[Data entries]

PR #788, opened 2026-07-27
esp_sysview: Fix flush path and events buffer overflow

erhankur:
- check the s_events_buf size for every link type, not only the debug probe one, so that a failed write cannot write past the end of it
- return esp_err_t from the flush functions and keep the events buffered when a write fails, instead of dropping them
- add the encoder flush entry so that esp_trace_flush() works, and call flush_nolock() again only when the transport returns quickly
- take no lock in the panic handler, and do not log from the RTT path
- move the SEGGER_RTT_ESP_* declarations out of the vendored SEGGER header into an Espressif one

### DIFF
--- a/esp_sysview/src/esp/SEGGER_RTT_esp.c
+++ b/esp_sysview/src/esp/SEGGER_RTT_esp.c
@@ -7,10 +7,10 @@
 #include "string.h"
 #include "freertos/FreeRTOS.h"
 #include "SEGGER_RTT.h"
+#include "SEGGER_RTT_esp.h"
 #include "SEGGER_SYSVIEW.h"
 #include "SEGGER_SYSVIEW_Conf.h"
 
-#include "esp_log.h"
 #include "esp_cpu.h"
 #include "esp_trace_port_transport.h"
 #include "esp_trace_port_encoder.h"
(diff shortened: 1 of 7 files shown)


esp_sysview/src/esp/SEGGER_RTT_esp.c
```diff
@@ -7,18 +7,18 @@
...
-#include "esp_log.h"
 #include "esp_cpu.h"
 #include "esp_trace_port_transport.h"
 #include "esp_trace_port_encoder.h"
 #include "esp_trace_types.h"
 #include "adapter_encoder_sysview.h"
 #include "esp_private/startup_internal.h"
 
-const static char *TAG = "segger_rtt";
+/* No logging in this file, these functions can run in ISR context */
```
gerekon: you can use ESP_EARLY_LOG instead, w/o locks. I suppose that any tracing API write/flush etc. can be called from ISR context directly by users or from RTOS, so need to care of it.

gerekon (approved):

esp_sysview/src/esp/SEGGER_RTT_esp.c
erhankur: You're right that ESP_EARLY_LOGx avoids the newlib lock.

The problem is that ESP_EARLY_LOGx writes to both ROM putc channels, so with a UART console the early logs still go out the USB-Serial-JTAG port. 

I fixed the routing on the IDF side with esp_rom_install_channel_putc(2, NULL) in the USJ transport init, but that isn't merged yet.

The two flush messages would also repeat on every retry now that flush_nolock() is called in a loop. Both functions return esp_err_t, so the caller still gets the failure.

erhankur: Comment is updated.

PR #789, opened 2026-07-30
refactor(esp schedule): v1.5.0 (IEC-568)

Junius00:
# Checklist

- [x] Component contains License
- [x] Component contains README.md
- [x] Component contains idf_component.yml file with `url` field defined
- [x] Component was added to [upload job](https://github.com/espressif/idf-extra-components/blob/master/.github/workflows/upload_component.yml#L18)
- [x] Component was added to [build job](https://github.com/espressif/idf-extra-components/blob/master/test_app/CMakeLists.txt#L8)
- [x] _Optional:_ Component contains unit tests
- [ ] CI passing

# Change description

PR #790, opened 2026-07-30
refactor(esp_schedule): add porting glue layer and split public header (IEC-569)

Junius00:
# Checklist

- [ ] CI passing

# Change description

Add glue layer to `esp_schedule` component

### DIFF
--- a/esp_schedule/CMakeLists.txt
+++ b/esp_schedule/CMakeLists.txt
@@ -1,8 +1,7 @@
 include(${CMAKE_CURRENT_LIST_DIR}/esp_schedule_variables.cmake)
 
 # Include ESP-IDF specific glue sources and include directories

__What is being asked__.
Every entry should be reproduced word for word.

__Output below__.
PR #788, opened 2026-07-27
esp_sysview: Fix flush path and events buffer overflow

erhankur:
- check the s_events_buf size for every link type, not only the debug probe one, so that a failed write cannot write past the end of it
- return esp_err_t from the flush functions and keep the events buffered when a write fails, instead of dropping them
- add the encoder flush entry so that esp_trace_flush() works, and call flush_nolock() again only when the transport returns quickly
- take no lock in the panic handler, and do not log from the RTT path
- move the SEGGER_RTT_ESP_* declarations out of the vendored SEGGER header into an Espressif one

### DIFF
--- a/esp_sysview/src/esp/SEGGER_RTT_esp.c
+++ b/esp_sysview/src/esp/SEGGER_RTT_esp.c
@@ -7,10 +7,10 @@
 #include "string.h"
 #include "freertos/FreeRTOS.h"
 #include "SEGGER_RTT.h"
+#include "SEGGER_RTT_esp.h"
 #include "SEGGER_SYSVIEW.h"
 #include "SEGGER_SYSVIEW_Conf.h"
 
-#include "esp_log.h"
 #include "esp_cpu.h"
 #include "esp_trace_port_transport.h"
 #include "esp_trace_port_encoder.h"
(diff shortened: 1 of 7 files shown)


esp_sysview/src/esp/SEGGER_RTT_esp.c
```diff
@@ -7,18 +7,18 @@
...
-#include "esp_log.h"
 #include "esp_cpu.h"
 #include "esp_trace_port_transport.h"
 #include "esp_trace_port_encoder.h"
 #include "esp_trace_types.h"
 #include "adapter_encoder_sysview.h"
 #include "esp_private/startup_internal.h"
 
-const static char *TAG = "segger_rtt";
+/* No logging in this file, these functions can run in ISR context */
```
gerekon: you can use ESP_EARLY_LOG instead, w/o locks. I suppose that any tracing API write/flush etc. can be called from ISR context directly by users or from RTOS, so need to care of it.

gerekon (approved):

esp_sysview/src/esp/SEGGER_RTT_esp.c
erhankur: You're right that ESP_EARLY_LOGx avoids the newlib lock.

The problem is that ESP_EARLY_LOGx writes to both ROM putc channels, so with a UART console the early logs still go out the USB-Serial-JTAG port. 

I fixed the routing on the IDF side with esp_rom_install_channel_putc(2, NULL) in the USJ transport init, but that isn't merged yet.

The two flush messages would also repeat on every retry now that flush_nolock() is called in a loop. Both functions return esp_err_t, so the caller still gets the failure.

erhankur: Comment is updated.

PR #789, opened 2026-07-30
refactor(esp schedule): v1.5.0 (IEC-568)

Junius00:
# Checklist

- [x] Component contains License
- [x] Component contains README.md
- [x] Component contains idf_component.yml file with `url` field defined
- [x] Component was added to [upload job](https://github.com/espressif/idf-extra-components/blob/master/.github/workflows/upload_component.yml#L18)
- [x] Component was added to [build job](https://github.com/espressif/idf-extra-components/blob/master/test_app/CMakeLists.txt#L8)
- [x] _Optional:_ Component contains unit tests
- [ ] CI passing

# Change description

PR #790, opened 2026-07-30
refactor(esp_schedule): add porting glue layer and split public header (IEC-569)

Junius00:
# Checklist

- [ ] CI passing

# Change description

Add glue layer to `esp_schedule` component

### DIFF
--- a/esp_schedule/CMakeLists.txt
+++ b/esp_schedule/CMakeLists.txt
@@ -1,8 +1,7 @@
 include(${CMAKE_CURRENT_LIST_DIR}/esp_schedule_variables.cmake)
 
 # Include ESP-IDF specific glue sources and include directories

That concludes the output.